The main idea is to use implicit neural representations to directly model the films as continuous signals. The dynamics-aware implicit generative adversarial network (DIGAN) is an INR-based generative adversarial network for video production, according to the researchers. DIGAN expands implicit image GANs for video production by introducing temporal dynamics, inspired by the success of INR-based GANs for image synthesis.
The tests are carried out on datasets from UCF-101, Tai-ChiHD, Sky Time-lapse, and a meal class subset of Kinetics-600. Unless otherwise noted, all models are trained using 16 frame movies with a resolution of 128*128 pixels. To make motion more dynamic, researchers employ the consecutive 16 frames for UCF-101, Sky, and Kinetics-food, but stride 4 (i.e., skip three frames after the chosen frame) for TaiChi.

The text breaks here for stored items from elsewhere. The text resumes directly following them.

PR #892, opened 2022-12-08
[ARCTIC-890][AMS] Fix the data loss when the minor optimize in progress and restart the ams at the same time

### LINKED ISSUE #890: [Bug][ams]: Data will lose when the minor optimize in progress and restart the ams at the same time
### What happened?

For the arctic keyed table, when the minor optimize in progress and restart the ams simultaneously.
If ams started before the minor optimize is complete, the minor optimize commit will lose the insert files in the task.
Because for the minor optimize, we should add the insert files into target files. But if ams restart, the insert files cache in optimize task will be clean, so the insert files can't add to target files, which causes the optimize commit will lose the insert files.

### Affects Versions

0.3.0

_No response_

### How to reproduce

_No response_

### Relevant log output

_No response_

### Anything else

_No response_

### Code of Conduct

hzluting:
fix #890 

## Brief change log

  - *Load the insert files cache in optimize task when adding the insert files into the target files*

## How was this patch tested?

## Documentation

### DIFF
--- a/ams/ams-server/src/main/java/com/netease/arctic/ams/server/optimize/TableOptimizeItem.java
+++ b/ams/ams-server/src/main/java/com/netease/arctic/ams/server/optimize/TableOptimizeItem.java
@@ -317,6 +317,7 @@ public class TableOptimizeItem extends IJDBCService {
         // if minor optimize, insert files as base new files
         if (optimizeTaskItem.getOptimizeTask().getTaskId().getType() == OptimizeType.Minor &&
             !com.netease.arctic.utils.TableTypeUtil.isIcebergTableFormat(getArcticTable())) {
+          optimizeTaskItem.setFiles();
           targetFiles.addAll(optimizeTaskItem.getOptimizeTask().getInsertFiles());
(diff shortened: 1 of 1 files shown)


ams/ams-server/src/main/java/com/netease/arctic/ams/server/optimize/TableOptimizeItem.java
```diff
@@ -317,6 +317,10 @@ public void updateOptimizeTaskStat(OptimizeTaskStat optimizeTaskStat) {
         // if minor optimize, insert files as base new files
         if (optimizeTaskItem.getOptimizeTask().getTaskId().getType() == OptimizeType.Minor &&
             !com.netease.arctic.utils.TableTypeUtil.isIcebergTableFormat(getArcticTable())) {
+          if (optimizeTaskItem.getOptimizeTask().getInsertFileCnt() !=
+              optimizeTaskItem.getOptimizeTask().getInsertFiles().size()) {
+            optimizeTaskItem.setFiles();
```
wangtaohz, line 322: We have to check the result of set Files(check insertFileCnt)

zhoujinsong (approved):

DIGAN can simulate unimodal and multimodal video distributions, such as Sky and TaiChi, as well as unimodal and multimodal videos like UCF-101 and Kinetics-food. DIGAN, in particular, is capable of producing complex multimodal videos. Furthermore, the results show that DIGAN outperforms previous work on all datasets, for example, improving the FVD of MoCoGAN-HD from 833 to 577 (+30.7 percent) on UCF-101. They point out that DIGAN’s Frechet inception distance, a statistic for image quality, is comparable to MoCoGAN-HD. As a result, DIGAN’s FVD benefits are due to improved dynamics modeling.

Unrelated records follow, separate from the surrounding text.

PR #908, opened 2022-12-09
[ARCTIC-907][SPARK]Duplicate keys verification for the source table should add a property to control in Spark

### LINKED ISSUE #907: [Improvement]: Duplicate keys verification for the source table should add a property to control in Spark
### Search before asking

In Spark SQL, e.g. insert into, insert overwrite, CTAS. We will check whether the primary key is not duplicated in the source table.
I think duplicate keys verification for the source table should add a property to control

### How should we improve?

Add a spark property, e.g. spark.sql.check-data-duplicates.enabled 
the default value is true

### Subtasks

_No response_

### Code of Conduct

hellojinsilei:

resolve #907 

## Brief change log

Add a spark property: spark.sql.check-data-duplicates.enabled, the default value is true 

## How was this patch tested?

## Documentation

### DIFF
--- a/spark/v3.1/spark/src/main/java/com/netease/arctic/spark/SparkSQLProperties.java
+++ b/spark/v3.1/spark/src/main/java/com/netease/arctic/spark/SparkSQLProperties.java
@@ -31,4 +31,8 @@ public class SparkSQLProperties {
   public static final String REFRESH_CATALOG_BEFORE_USAGE = "spark.sql.arctic.refresh-catalog-before-usage";
 
   public static final String REFRESH_CATALOG_BEFORE_USAGE_DEFAULT = "false";
+
+  public static final String CHECK_DATA_DUPLICATES_ENABLE = "spark.sql.check-data-duplicates.enabled";
+
+  public static final String CHECK_DATA_DUPLICATES_ENABLE_DEFAULT = "true";
 }
--- a/spark/v3.1/spark/src/main/java/com/netease/arctic/spark/SparkSQLProperties.java
+++ b/spark/v3.1/spark/src/main/java/com/netease/arctic/spark/SparkSQLProperties.java
@@ -20,7 +20,7 @@ package com.netease.arctic.spark;
 
 public class SparkSQLProperties {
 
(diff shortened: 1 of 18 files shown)


spark/v3.1/spark/src/main/java/com/netease/arctic/spark/SparkSQLProperties.java
```diff
@@ -31,4 +31,8 @@ public class SparkSQLProperties {
   public static final String REFRESH_CATALOG_BEFORE_USAGE = "spark.sql.arctic.refresh-catalog-before-usage";
 
   public static final String REFRESH_CATALOG_BEFORE_USAGE_DEFAULT = "false";
+
+  public static final String CHECK_DATA_DUPLICATES_ENABLE = "spark.sql.check-data-duplicates.enabled";
```
zhoujinsong, line 35: Does `spark.sql.arctic.check-source-data-uniqueness.enabled` property name is more appropriate？

spark/v3.1/spark/src/main/java/com/netease/arctic/spark/SparkSQLProperties.java
```diff
@@ -31,4 +31,8 @@ public class SparkSQLProperties {
...
+
+  public static final String CHECK_DATA_DUPLICATES_ENABLE_DEFAULT = "true";
```
zhoujinsong, line 37: Should we change default value to `false`,  considering the big cost of this operation?

zhoujinsong (commented):
@hellojinsilei  I left some comments.

spark/v3.1/spark/src/main/java/com/netease/arctic/spark/SparkSQLProperties.java
hellojinsilei: If we want to make the primary key unique by default, does it means this parameter should also be enabled by default?

zhoujinsong:
You may need to add this new configuration to the user documentation. @hellojinsilei

zhoujinsong (approved):
LGTM.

DIGAN is an implicit neural representation (INR)-based generative adversarial network (GAN) for video production that incorporates the temporal dynamics of videos, according to the researchers. Extensive testing confirmed DIGAN’s supremacy with a variety of fascinating features. The researchers believe their discovery will pave the way for future developments in video creation and INR research.
Nitish is a computer science undergraduate with keen interest in the field of deep learning. He has done various projects related to deep learning and closely follows the new advancements taking place in the field.